PR #234, opened 2023-08-26
feat: change `extBinder` syntax to allow destructuring

kmill:
This changes the `extBinder` syntax to allow arbitrary terms as binders, to be able to do destructuring like in `fun` binders. To accomplish this, the `binderIdent` is switched to `term:max`. This creates an ambiguity between `extBinder` and `extBinderCollection` however since terms can start with `(`, so to break this ambiguity if a binder starts with `(` it is assumed to be the start of an `extBinderCollection`.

Problem details. Where a line of the listing contains the word "allow", it counts toward the total; say how many lines that makes, giving the number alone.

Output of the task. 2